ソース側とターゲット側に、データ移行専用のデータベースユーザーを作成し、関連権限を付与していること。詳細については、ユーザー権限の説明をご参照ください。
制限事項
データ移行タスクを新規作成できるのは、プロジェクトロールが プロジェクトオーナー、プロジェクト管理者、または データサービス管理者 のユーザーのみです。
ソースデータベースの操作制限
構造移行およびフル移行段階では、データベースまたはテーブル構造を変更するDDL操作を実行しないでください。

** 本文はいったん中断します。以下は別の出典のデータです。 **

PR #332, opened 2023-02-10
Daemon needs to use RetrievalMultiaddrs from configuration

gammazero:
The provider daemon was not using the RetrievalMultiaddrs from the configuration file. This caused its advertisements to only contain the local addresses from the host, which would not be acceptable if the host is behind a gateway or NAT.

### DIFF
--- a/engine/options.go
+++ b/engine/options.go
@@ -315,9 +315,19 @@ func WithDatastore(ds datastore.Batching) Option {
 // indexing advertisement.
 // If unspecified, the libp2p host listen addresses are used.
 // See: WithHost.
-func WithRetrievalAddrs(addr ...multiaddr.Multiaddr) Option {
+func WithRetrievalAddrs(addrs ...string) Option {
 	return func(o *options) error {
-		o.provider.Addrs = addr
+		if len(addrs) != 0 {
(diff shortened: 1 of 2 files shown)


engine/options.go
```diff
@@ -315,9 +315,19 @@ func WithDatastore(ds datastore.Batching) Option {
...
+func WithRetrievalAddrs(addrs ...string) Option {
 	return func(o *options) error {
-		o.provider.Addrs = addr
+		if len(addrs) != 0 {
+			maddrs := make([]multiaddr.Multiaddr, len(addrs))
+			for i, a := range addrs {
+				var err error
+				maddrs[i], err = multiaddr.NewMultiaddr(a)
+				if err != nil {
+					return fmt.Errorf("Bad multiaddr %q: %w", a, err)
```
willscott: are we happy failing on any bad addr, or should we succeed as long as any is ok?

gammazero: Since this is a config file, configured by an admin, it seems that they would want this to fail on any bad address because they probably meant something else that could be important and would want to fix that mistake... so this forces them to do so.

Also, these are the addresses that go into advertisements, so if we ignore a bad one, then the correct version of it will be missing from all the advertisements until the admin notices it. ... and advertisements are generally permanent things.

実行すると、データ移行タスクが中断する可能性があります。
現在、データ移行はTiDBデータベースV4.x、V5.4、V6.x、V7.xおよびOceanBaseデータベースMySQL互換モードV2.x、V3.x、V4.xをサポートしています。
TiDBデータベースのデータをOceanBaseデータベースのMySQL互換モードに移行する際、DDLの同期はサポートされていません。

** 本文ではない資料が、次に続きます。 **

PR #339, opened 2023-03-03
Updates go-data-transfer v2

hannahhoward:
# Goals

Update to new data transfer and associate libp2p deps

# Implementation

- had to also update storetheindex
- mostly updates cardatatransfer example repo. uses a new premade types repo that is propogating eventually to lassie and go-fil-markets to go-fil-markets to avoid copying over and over.
- I'm stuck on one failing test, and I think it has something to do with the "Topic" option being eliminated on the data transfer syncer in storetheindex. I could use some help with what to do here.


gammazero (approved):
Thank you for all this work.  I completed this PR by allowing adding back the option to specify an existing Topic, and setting up the senders that are used by the publishers to send announce messages. My change allows publishers (dtsync and http) to be able to send announce messages over both pubsub and HTTP.

gammazero:
Note: The 32-bit tests are failing, so these should be disabled.

rvagg:
overwriting go-test.yml is not ideal since it comes in from unified-ci, but if you pull in #331 to this I _think_ you sort out the issues that are block that, and you get to use the config file to disable 32-bit tests: https://github.com/protocol/.github#configuration

gammazero:
@rvagg Merged #331 into main (because go1.20 tests should fail until fixed), and rebased this PR on top of that.

gammazero:
@hannahhoward It looks like there may be a data race in go-statemachine: https://github.com/ipni/index-provider/actions/runs/4344356047/jobs/7589024318#step:28:1457

masih (approved):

データ移行サービスは、データベース名、テーブル名、列名がASCIIコードであり、特殊文字(.|"'`()=;/& および改行を含む)を含まないオブジェクトの移行のみをサポートします。
データ移行サービスは、TiCDC Open Protocolのみをサポートし、他のプロトコルはサポートしていません。サポートされていないプロトコルを使用すると、JDBC-Connectorで例外が発生し、NULLポインタエラーが報告されます。

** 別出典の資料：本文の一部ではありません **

PR #348, opened 2023-04-04
Upgrade to http delegated routing

ischasny:
Upgrade from reframe to http delegated rotuing as reframe isn't supported by kubo anymore. Datastore is backwards compatible.

Tested with Kubo v0.19.0.

Fixes https://github.com/ipni/index-provider/issues/312

### DIFF
--- a/README.md
+++ b/README.md
@@ -105,16 +105,15 @@ provider import car -l http://localhost:3102 -i <path-to-car-file>
 
 Both CARv1 and CARv2 formats are supported. Index is regenerated on the fly if one is not present.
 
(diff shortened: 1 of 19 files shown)


willscott (approved):
thanks for bringing this up to date.

once we do this we'll want to update cluster nodes to use this newer integration, right?

ischasny:
> thanks for bringing this up to date.
> 
> once we do this we'll want to update cluster nodes to use this newer integration, right?

Yes, as long as they are on the latest version of Kubo. I'll sync up with Hector and George once this is merged. There are no functional changes here :)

データ移行サービスは、ターゲット側にトリガー(Trigger)が存在する場合をサポートしていません。トリガーが存在すると、データ移行が失敗する可能性があります。
増分同期方式としてTiCDCを選択した場合は、TiDB公式ドキュメントを参照して使用制限を確認してください。そうでない場合、データの不整合が発生する可能性があります。
注意事項
ソース側に同名の外部キーが存在する場合、構造移行でエラーが発生します。外部キーの制約名を変更した後、タスクの実行を再開できます。
ソース側の文字セットがUTF-8の場合、ターゲット側ではソース側と互換性のある文字セット(例:UTF-8、UTF-16など)を使用することを推奨します。これにより、文字セットの不互換によるターゲット側での文字化けなどの問題を回避できます。
TiCDCで同期使用中のTopicにデータを書き込まないでください。書き込むと、JDBC-Connectorで例外が発生し、NULLポインタエラーが報告されます。
ターゲット側の一意インデックスを変更する場合は、データ移行タスクを再起動する必要があります。再起動しない場合、データの不整合が発生する可能性があります。
データベース・テーブルの集約シナリオにおいて:
ソース側とターゲット側の関係をマッピングするには、マッチングルールを使用することを推奨します。
ターゲット側でテーブル構造を自分で作成することをお勧めします。データ移行サービスを使用して作成する場合は、構造移行の手順で失敗したオブジェクトをスキップしてください。
ソース側とターゲット側のテーブル構造が完全に一致しない場合、データの不整合が発生する可能性があります。現在知られているシナリオは以下の通りです:
ユーザーが手動でテーブル構造を作成する際、データ移行のサポート範囲を超えたため、暗黙的な変換問題が発生し、ソース側とターゲット側の列の型が一致しなくなることがあります。
ターゲット側のデータ長がソース側のデータ長より短い場合、データが切り捨てられる可能性があり、ソース側とターゲット側のデータが不整合になることがあります。
ソース側またはターゲット側に大文字小文字のみが異なるテーブルオブジェクトが存在する場合、ソース側またはターゲット側の大文字小文字不感応により、データ移行の結果が期待に反する可能性があります。
ノード間の時刻同期が取れていない場合、またはクライアント端末とサーバー間の時刻が同期されていない場合、増分同期の遅延時間が不正確になる可能性があります。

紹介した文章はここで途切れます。